# Hochspannungsquellen? Was geeignet?



## Knogle (29. Januar 2016)

Moin

Habe folgendes Problem
Aktuell bastle ich an meinem Fusionsreaktor, jedoch sind die einzigen Huerden jetzt mal wieder die Vakuumpumpe und die Spannungsquelle.
Ich habe damals mal ein "fertiges" 20kV Labornetgeraet mit Gleichspannung genutzt, jedoch steht mir nun nur eine Reihe von eBay Kaskaden und Trafos zur Verfuegung, wobei nun wieder die Frage ist wie ich das gleichgerichtet bekomme.

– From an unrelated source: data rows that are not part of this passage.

PR #37, opened 2018-12-02
[Testing required] droprune: Command to drop the currently held rune.

NeonKnightOA:
This is a command that, baffingly, was absent from TA. I say baffingly because the equivalents (the Runes for the Threewave CTF mods for Q1 and Q2 and Unreal Tournament's Relics) already had keybinds for dropping the currently held rune.

So this keybind does what it says: it drops the rune back to its spawning point.

**[Here's a test pk3.](https://cdn.discordapp.com/attachments/405518544382590987/675451968453476353/z_oax_v2.pk3) (Updated Feb 7, 2020 18:37)**

### DIFF
--- a/code/game/g_cmds.c
+++ b/code/game/g_cmds.c
@@ -662,7 +662,14 @@ void Cmd_LevelShot_f( gentity_t *ent ) {
 	trap_SendServerCommand( ent-g_entities, "clientLevelShot" );
 }
 
-
+void Cmd_DropRune_f( gentity_t *ent ) {
+	if (!ent) {
+		return;
+	}
+	if (g_runes.integer >= G_RUNES_ENABLE_TOSS) {
+		TossClientPersistantPowerups(ent);
+	}
+}
 /*
 ==================
 Cmd_LevelShot_f
@@ -2310,8 +2317,11 @@ commands_t cmds[ ] =
 	//KK-OAX
 	{ "freespectator", CMD_NOTEAM, StopFollowing },
 	{ "getmappage", 0, Cmd_GetMappage_f },
-	{ "gc", 0, Cmd_GameCommand_f }
-
+	{ "gc", 0, Cmd_GameCommand_f },
+	
+	/* Neon_Knight: Toss current rune*/
+	{ "droprune", 0, Cmd_DropRune_f },
+	/* /Neon_Knight */
 };
 
 static int numCmds = sizeof( cmds ) / sizeof( cmds[ 0 ] );
--- a/code/game/g_local.h
+++ b/code/game/g_local.h
@@ -1432,3 +1432,8 @@ qboolean G_UsesTeamFlags(int check);	/* Whether the gametype uses the red and bl
 qboolean G_UsesTheWhiteFlag(int check);	/* Whether the gametype uses the neutral flag. */
 qboolean G_IsARoundBasedGametype(int check);	/* Whether the gametype uses the neutral flag. */
 /* /Neon_Knight */
+
+/* Neon_Knight: Needed for g_runes */
+#define	G_RUNES_ENABLE		1
+#define	G_RUNES_ENABLE_TOSS	2
+/* /Neon_Knight */


sago007:
I have always been reluctant to include changes that required key binds.
In my view the low amount of key binds is a major strength of the game.
I fear that more key binds will increase the entry barrier to the game. For a mod this is not a problem  but for a game that you want to be able to introduce to new players it is.

NeonKnightOA:
This shouldn't be a big issue. It's just adding something that should be there since day one. I don't think is that gamechanging. The other solution would be adding "Suicide" to the keybind menu, and I think that's a bit too much.

The-Gig:
Usage of "kill" binding is a bit controversial among players (some think it's perfectly legit, others think it's unfair). However the command always existed so I don't think adding it to menus would be so bad after all. Maybe one may foresee a server cvar to enable a delay of a few seconds before the suicide is actually performed.

About dropping runes M2C are that should be allowed or disallowed by the server, if we want to add it. Just M2C.

NeonKnightOA:
"kill" makes a player respawn at the cost of losing its inventory. What should be implemented in that case is a delay so it doesn't get as much abused.

"dropweapon" (another keybind I plan on implement) is also a commonly used keybind in a lot of games in order to share weapons between teammates. Hell, the first two Quakes had it IICR.

"droprune", as I've explained (and I hope not to have to repeat this again, please) has also a bit of history, in that it allows players to drop a rune for another teammate who may want to have it.

None of these are big game changers.

The-Gig:
Then maybe you may create a bitfield variable that, with different values, may allow to drop weapons, powerups (which one, in case of having more? All of them?), runes, armor (yellor armors... in case you have >50... or just shards?). Of course, disabled by default. Just a random idea... I'm NOT telling it's a good idea. I still think OA isn't PUBG or Fortnite...

NeonKnightOA:
I've opened a thread on the forum. If lei says this is NOTTODO, then I'll close the PR.

The-Gig:
"Dropping" here a link to the forum thread: http://openarena.ws/board/index.php?topic=5431.0 :)

The-Gig:
While I still think that this should be server-controlled and disabled by default (e.g. enabled by a DMFLAGS), if you can provide a test pk3, I would give it a try.

NeonKnightOA:
[Here it goes](https://cdn.discordapp.com/attachments/405518544382590987/675339088877846548/z_oax_v2.pk3)

The-Gig:
I gave it a quick try, it seems to work. You press the key, and the rune respawns in its spawn point (and you don't have it anymore, of course).

The-Gig:
I was thinking... if the runes are the *only* thing meant to be dropped, maybe the most efficient thing would be *g_runes 2* to allow it.

If instead *more things* are planned to be dropped, then a cvar like *g_dropItems* may fit. Maybe even as a bitflag (or however multivalue) to customize *what* can be dropped, if you like so...

NeonKnightOA:
Well, yeah, the name of the bind says so. "droprune" is meant to only throw runes.

NeonKnightOA:
[Updated test pk3](https://cdn.discordapp.com/attachments/405518544382590987/675451968453476353/z_oax_v2.pk3). Introduces `g_runes 2` which enables rune tossing.

I'm not really particularly fond of this idea (in fact, I would prefer to just delete g_runes entirely and have runes enabled by default, as there are maps that rely on them), but it should be put to test to see if it really works.

The-Gig:
I'm sorry I can't try the new pk3 right now, I'm from cell phone with my baby sleeping in my arms.

However, a few points:
- You mentioned also a "dropweapon" idea... So I wanted to say that we might plan things carefully to avoid getting N different cvars to allow/disallow dropping of N different item kinds, as cvars space is limited I think. (On a side note, *I don't know* how much useful a "dropweapon" key is in a game where weapons respawn every 5 seconds and you can strafejump the whole map in less than 20 seconds...)
- Maybe we may discuss (trying to involve the community as possible) about changing the default value of g_runes, but I think the cvar is useful and I suggest to keep it. I know it's possible to alternatively use "disable items" feature, but that's more complicated and unknown to the average user I guess.
- How do you plan to make bots use the droprune feature? Somehow make them decide they prefer another rune than the one they are currently carrying, so they drop the old one to get the new one? A new team order to tell your teammate "Grism drop rune (so I can grab it)"?

NeonKnightOA:
Team Deathmatch has a default respawn time of 30 ever since Q3A itself. That's one gametype that could be benefitted from dropweapon.

As for the bots, that would be an order, and upon giving it to the bot they may reply if they have a rune or not. If they have a rune, they may drop it, if not, they would report they don't have a rune. As for how likely the bot may drop the rune, that would depend on how much they value other items:

* If they have a high affinity for Haste and tasks where speed is fundamental (i.e rushing to base, taking the flag and escaping with it), they would be inclined to pick up and keep the Scout rune.
* If they have a high affinity for health, armor, Regeneration and defense-oriented tasks, they would be inclined to pick up and keep the Guard rune.
* If they have a high affinity for explosive weapons, Quad Damage and damage-dishing-oriented tasks, they would be inclined to pick up and keep the Doubler rune.
* And if they have a high affinity for non-explosive weapons and all the other items, as well as for any other kind of tasks, then they would be inclined to pick up and keep the Ammo Regen rune.

If the bot has an affinity for the rune they're carrying, it would be half a chance that they would drop it. Likewise, if they don't have an affinity for such rune, they would be quick to drop it.

**However, by now, I would prefer to focus in this particular branch for the basics to work.**

NeonKnightOA:
In the end I've decided to go with a non-bitflag cvar. Why? Because bitflags only make sense if all of its combinations make sense (it's why it was fitting for devmode, where you may want to enable none, one, few, many or all of its modes). And in this case the combination "disabled (0) + allow rune throw (2)" didn't made sense.

The-Gig:
I agree. A bitflag cvar would only have made sense for something like g_dropItems or g_allowDrop with (example) 1=flags, 2=runes, 3=powerups, 4=holdables, 5=weapons, 6=armor...
But I don't know if I want a game with so many key bindings...

NeonKnightOA:
I think only runes and weapons make sense for a game like OA. Powerups are temporary, Holdables IDK, and armor and health? That's never seen before outside of class-based FPS.

The-Gig:
If I would have to choose only one kind of item to drop, I think I would say "flags". Because that would be a "mutator" which would be noticeable change from the classic (should make capturing easier for who can do a little of teamwork) and easy to learn ("I am low on health, then I pass the flag to a.teammate")....

The-Gig:
Tried the new pk3. It seems to work very well! 👍 

Now, I was thinking a few questions (just asking):
- Do you plan to add some kind of feedback when dropping a rune? Like playing a sound (e.g. the same of when you pick up a rune?) or showing a "rune dropped" message somewhere?
- Do you think it may be useful to write something like "Rune dropping is not enabled on this server" in console (similar to "cheats are not enabled on this server") in case one has got a rune and presses the button, but g_runes is <2? I don't know.

PS: In my previous message I forgot to type the initial part of the phrase: "You know I don't think dropping anything is really "necessary" in this game, but if I would have to choose only one..."

NeonKnightOA:
Closing since this isn't going to be considered.

The-Gig:
I hope you may reopen it later, as it was interesting & working...

PR #38, opened 2018-12-02
Check for a starter weapon: replaces searches for starting weapons.

NeonKnightOA:
Same deal as the gametype checks. These checks verify if a weapon is a starter weapon (Gauntlet, Machinegun or Grappling Hook).


sago007:
This does not seem to lower the complexity. What if I play a gametype where I pick the machinegun or grappling hook?

Some of the checks are highly misleading. Why does the fact that it is a starter weapon affect the muzzle flash?

PR #39, opened 2018-12-02
Random number generator for UI3.

NeonKnightOA:
This function outputs a random number which can later be used in UI3.
It can then be used for a lot of different features such as randomized Arcade Modes, Quick Matches, and other gamemodes where you need the features to be randomly generated.


sago007:
I think RAND_MAX (which for some reasons is not defined in the bg_lib.h) is 0x7fff (or 32767). If you don't mind then I'll take a look on doing something like:
```
ui_randomIntToCvar CVARNAME minInt maxInt
ui_randomFloatToCvar CVARNAME minFloat maxFloat
ui_randomStringToCvar CVARNAME string1 string2 string3 ...
```
I think you can make more fun with those.
I'll try to take a crack at it Wednesday.

NeonKnightOA:
Yes! No problem! My intention with this is to make use of it in UI3 for certain SP features.

NeonKnightOA:
Definitely. That was better than my idea, even!

Closing. Thank you, Sago!

PR #45, opened 2018-12-08
New cvars for Double Domination: g_ddCaptureTime and g_ddRespawnDelay

NeonKnightOA:
Branch had to be redone. I'm still trying to get used to git rebases. -.-

Anyway. These two cvars control **the amount of time required to score a point** and **the amount of time between rounds**.

There's a problem, and it's that the capture time isn't properly displayed in the screen. I tried everything to no avail. Also it would be a good idea if the time before a round starts is also displayed in a big message, and if a message can be displayed when a control point is taken by a team, like UT200X does.

### DIFF
--- a/code/game/g_bot.c
+++ b/code/game/g_bot.c
@@ -419,7 +419,7 @@ void G_CheckMinimumPlayers( void ) {
 		return; //If no AAS then don't even try
 	}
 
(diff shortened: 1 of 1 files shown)


sago007:
I can try a go at it. I think I know what is needed.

Habe dafuer an so aeltere 100kV Roehrengleichrichter gedacht, jedoch ist da ja das Problem die Roentgenstrahlung die moeglicherweise genau dabei abgegeben wird
Was gibt es denn fuer "moderne" Methoden einer Hochspannungsversorgung?

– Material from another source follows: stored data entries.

PR #155, opened 2022-04-03
Fix: CTF Flags won't be drawn anymore in Harvester/Overload

NeonKnightOA:
This PR only affects the team flags. The neutral flag/skull receptacle works well.

Here's how it looks in vanilla 0.8.8:
shot0002

Here's how it looks in latest OAX:
shot0001

And here's how it looks with this fix:
shot0004

### DIFF
--- a/code/game/g_items.c
+++ b/code/game/g_items.c
@@ -1006,6 +1006,11 @@ void G_SpawnItem (gentity_t *ent, gitem_t *item)
 		ent->s.eFlags |= EF_NODRAW; //Don't draw the flag models/persistant powerups
 	}
 
+	if( (g_gametype.integer == GT_HARVESTER || g_gametype.integer == GT_OBELISK) &&
+			(strequals(ent->classname, "team_CTF_redflag") || strequals(ent->classname, "team_CTF_blueflag") ) ) {
+		ent->s.eFlags |= EF_NODRAW; // Don't draw the team flags in Harvester/Overload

Spannung sollte zwischen 50kV und 150kV liegen, Stromstaerke im Bereich zwischen 0,1mA-10mA

Trafo und Roehrengleichrichter sind ja leider nach der Ansicht vieler veraltet


----------



## taks (30. Januar 2016)

Gamer090 schrieb:


> Mich hat es auch gewundert wie er ein Fusionsreaktor bauen will



Gibt es schon lange, man muss aber mehr Energie reinstecken als raus kommt.

@TE
Hast du dich mal erkundigt welche "Alltagsgeräte" mit hohen Spannungen arbeiten. Ein Röhrenmonitor geht ja glaub bis 30kV.


----------



## Knogle (30. Januar 2016)

Gamer090 schrieb:


> Mich hat es auch gewundert wie er ein Fusionsreaktor bauen will



Dann erkundige dich mal nach Farnsworth'Hirsch Fusor 

@taks:

Gute Idee ich schaue mal


----------



## Rotkaeppchen (30. Januar 2016)

Knogle, Du überrascht mich immer wieder. Das ist erfrischend.

1. Hochspannungskaskade:
Das hier sollte Dir helfen:
https://de.wikipedia.org/wiki/Hochspannungskaskade

2. Vakuumpumpe:
Problematischer wird es mit der Vakuumpumpe. Da wirst Du ein mehrstufiges System benötigen.
Billig ist für die erste Stufe eine Wasserstrahlpumpe, um auf irgendwas um 50mbar zu kommen (Dampfdruck Wasser)
Oder eine Flüssigkeitsringpumpe, wenn der Volumenstrom hoher ist. Mit der ersten Stufe machst Du einen ordentlichen
Volumenstrom. Damit bekommt Du ein grob Vakuum. Das sollte man gebraucht ab 250,-€ bekommen

Als zweite Stufe würde ich eine Sperrschieberpumpe nutzen, damit kommst Du zum Feinvakuum bis 10^-4 mbar.
Da bist Du je nach Enddruck und Volumenstrum irgendwas um 1000,-€ los. Frage dafür in chemischen und pysikalischen
Instituten an der Uni nach, die haben oft alte rumfliegen.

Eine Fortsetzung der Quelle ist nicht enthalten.